Dans les années ’50, avant la construction de la Voie maritime, le fleuve se couvrait d’une épaisse couche de glace à la grandeur, mais particulièrement dans la baie qu’on appelle maintenant « le petit bassin ».

Les vents du large balayaient la neige sur les rives, laissant une immense surface de glace bleue ici et là incrustée de bancs de neige granuleux.

Un de mes plaisirs, partagé avec une demi-douzaine d’autres adolescents, consistait à patiner pendant des heures sur cette étendue invitante, de janvier – certaines années dès décembre – jusqu’à la fonte des glaces.

Parfois nous jouions une chasse à la rondelle, une sorte de partie de hockey linéaire qui nous amenait du quai de La Prairie (écrit alors Laprairie) jusqu’aux environs de Saint-Lambert. Des passes, courtes ou longues, en parallèle ou vers l’avant, des échappées et des poursuites renforçaient nos poumons et nos jambes.

Souvent, le retour face au vent était plus ardu que l’aller qui nous conduisait loin un peu inconsciemment.

D’autres fois, nous nous approchions et observions avec une certaine envie les 2 ou 3 propriétaires de voiliers sur glace qui pratiquaient ou coursaient en travers de la baie.

En plusieurs occasions, nous ne faisions que courser ou simplement patiner et batifoler sur la glace, essayer de sauter les bancs de neige les plus larges et autres « niaiseries » du genre.

Ces activités donnaient généralement chaud et alors, malgré le froid, les vestes de grosse laine ou les parkas s’ouvraient pour s’éventer, se rafraîchir, en les secouant énergiquement.

Une bonne fois, le vent se mit à souffler fortement pendant notre période de refroidissement.
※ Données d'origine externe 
PR #6151, opened 2024-11-28
zsh: make autosuggest strategy accept more options

NovaViper:
### Description
~The current implementation completely overrides any declaration of ZSH_AUTOSUGGEST_STRATEGY, which can break some user's settings (in my case, breaks adding abbr's suggestion strategy). New implementation now allows for users to define more than just `history`, `completion`, and `match_prev_cmd` and will auto append the variable if there are existing declarations of ZSH_AUTOSUGGEST_STRATEGY in the user's zshrc; and if there isn't any existing declaration, then simply just set the variable. Additionally, it can be left to empty (`[  ]`) which would completely disable the accompanying code; allowing users to fully decide where they want to place ZSH_AUTOSUGGEST_STRATEGY. And finally, use `typeset -U` to remove any possible duplicate values in the variable.~ The original scope of this PR was a much broader and complicated approach; simplified to allow `programs.zsh.autosuggestion.strategies` to be set to empty (`[]`) and disable the code. This would still allow for the option to declare `ZSH_AUTOSUGGEST_STRATEGY` in any of the `*Variables` module options available in Home-Manager

Edit: I did test the change in my flake and found that it works without causing issues to other parts of Home-Manager

### Checklist

    ```
    {component}: {description}

    {long description}
    ```

#### Maintainer CC
@JohnRTitor

### DIFF
--- a/modules/programs/zsh.nix
+++ b/modules/programs/zsh.nix
@@ -427,6 +427,9 @@ in
             - `match_prev_cmd`: Like `history`, but chooses the most recent match whose preceding history item matches
                 the most recently executed command. Note that this strategy won't work as expected with ZSH options that
                 don't preserve the history order such as `HIST_IGNORE_ALL_DUPS` or `HIST_EXPIRE_DUPS_FIRST`.
+
+            Setting the option to an empty list `[]` will make ZSH_AUTOSUGGESTION_STRATEGY not be set automatically,
+            allowing the variable to be declared in {option}`programs.zsh.localVariables` or {option}`programs.zsh.sessionVariables`
           '';
         };
       };
@@ -641,7 +644,10 @@ in
 
         (optionalString cfg.autosuggestion.enable ''
           source ${pkgs.zsh-autosuggestions}/share/zsh-autosuggestions/zsh-autosuggestions.zsh
-          ZSH_AUTOSUGGEST_STRATEGY=(${concatStringsSep " " cfg.autosuggestion.strategy})
+          ${optionalString (cfg.autosuggestion.strategy != []) ''
+            ZSH_AUTOSUGGEST_STRATEGY=(${concatStringsSep " " cfg.autosuggestion.strategy})
+          ''
+          }
         '')
         (optionalString (cfg.autosuggestion.enable && cfg.autosuggestion.highlight != null) ''
           ZSH_AUTOSUGGEST_HIGHLIGHT_STYLE="${cfg.autosuggestion.highlight}"


rycee:
Thanks for the contribution, looks OK to me but I don't use zsh so cannot verify the functionality.

modules/programs/zsh.nix
```diff
@@ -641,7 +641,18 @@ in
 
         (optionalString cfg.autosuggestion.enable ''
           source ${pkgs.zsh-autosuggestions}/share/zsh-autosuggestions/zsh-autosuggestions.zsh
-          ZSH_AUTOSUGGEST_STRATEGY=(${concatStringsSep " " cfg.autosuggestion.strategy})
+          # Make strategy configuration optional in case the user wants absolutely
+          # full control with when and where zsh-autosuggestions' strategy variable
+          # is placed in the zshrc
+          ${optionalString (cfg.autosuggestion.strategy != []) ''
```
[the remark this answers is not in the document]
NovaViper: Done!

NovaViper:
> Thanks for the contribution, looks OK to me but I don't use zsh so cannot verify the functionality.

No problem! Also, I did give it a test with my configs (made my flake use my fork as the home-manager input) and it worked on my system; saw no issues as a result of the changes.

Surprise : il nous poussait – pas nécessairement dans la bonne direction – et nous glissions sans effort.

Après avoir vu tant de fois évoluer les voiliers à glace qui filaient, c’est le cas de le dire, comme le vent – une structure légère en bois, montée sur trois patins de fer et surmontée d’un mat supportant une voile triangulaire – nous n’avons pas tardé à expérimenter avec nos survêtements pour apprendre à contrôler nos mouvements dans la direction voulue.

Joie, et ravissement même, mais, comme tous les adolescents de quelque génération que ce soit, nous avons vite aspiré à des émotions plus fortes.
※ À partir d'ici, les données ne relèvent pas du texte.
PR #6155, opened 2024-11-30
starship: add option to use community presets

kpbaks:
### Description

Presets are community-submitted configurations for starship. See: https://starship.rs/presets/#presets.

This PR adds the option `programs.starship.preset` that can be set to the name of a preset. If `programs.starship.preset != null` it will have priority over `programs.starship.settings`.

The preset is fetched from starships [github repo](https://github.com/starship/starship) by using `pkgs.fetchFromGithub`. I do not think this implementation detail is ideal, as the version fetched from the repo can be out of sync with `programs.starship.package`. This can lead to a bad user experience where a user has seen a preset online and wants to use it, but cannot because the revision is out of date. I am not experienced enough with nix and nixpkgs to know of an alternative. You can get the TOML of the preset with `starship preset <name>` where `<name>` is one of the items in `starship preset --list`.

### Checklist

    ```
    {component}: {description}

    {long description}
    ```

### DIFF
--- a/modules/programs/starship.nix
+++ b/modules/programs/starship.nix
@@ -11,7 +11,7 @@ let
   starshipCmd = "${config.home.profileDirectory}/bin/starship";
 
 in {
-  meta.maintainers = [ ];
+  meta.maintainers = [ maintainers.kpbaks ];
 
   options.programs.starship = {
     enable = mkEnableOption "starship";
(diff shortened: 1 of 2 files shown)


teto:
I would like to have this so I will merge  (once it works:) ).

modules/programs/starship.nix
```diff
@@ -88,9 +118,25 @@ in {
...
+    xdg.configFile."starship.toml" = if cfg.preset != null then
+      let
+        starshipGithub = pkgs.fetchFromGitHub {
+          owner = "starship";
+          repo = "starship";
+          rev = "61c860e1293d446d515203ac44055f7bef77d14a";
+          hash = "sha256-pl3aW4zCM6CcYOL0dUwE56aTC7BJdvdRyo/GudvX7fQ=";
+        };
+      in {
+        text = builtins.readFile
```
ambroisie: Let's avoid the IFD and use `source = ...`?

modules/programs/starship.nix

Un beau jour, l’un d’entre nous avait ramassé un grand carton en venant au fleuve. Le vent, évidemment, forçait le carton et le rendait difficile à maîtriser. De l’instant que deux de nous ont entrepris de le tenir chacun par une extrémité, ils se sont mis à glisser en prenant de plus en plus de vitesse.

Tous voulaient essayer, mais il ne fut pas long que le carton était tout plié et n’avait plus de corps. Déception. Ce fut la fin de la sortie de cet après-midi-là.

Les avantages du carton étaient indéniables, mais il fallait le rendre rigide. De simples baguettes de bois feraient l’affaire. D’autres difficultés techniques devaient toutefois être surmontées pour en faire un appareil très performant (rien de moins!) :

1. Il nous fallait un engin individuel; décider de la direction à prendre et gérer l’orientation efficace du carton à deux, c’était trop compliqué.

2. Nous avions besoin d’une surface assez grande pour une poussée intéressante.

3. On devait quand même voir où on allait pour éviter les « craques » ou la mauvaise glace.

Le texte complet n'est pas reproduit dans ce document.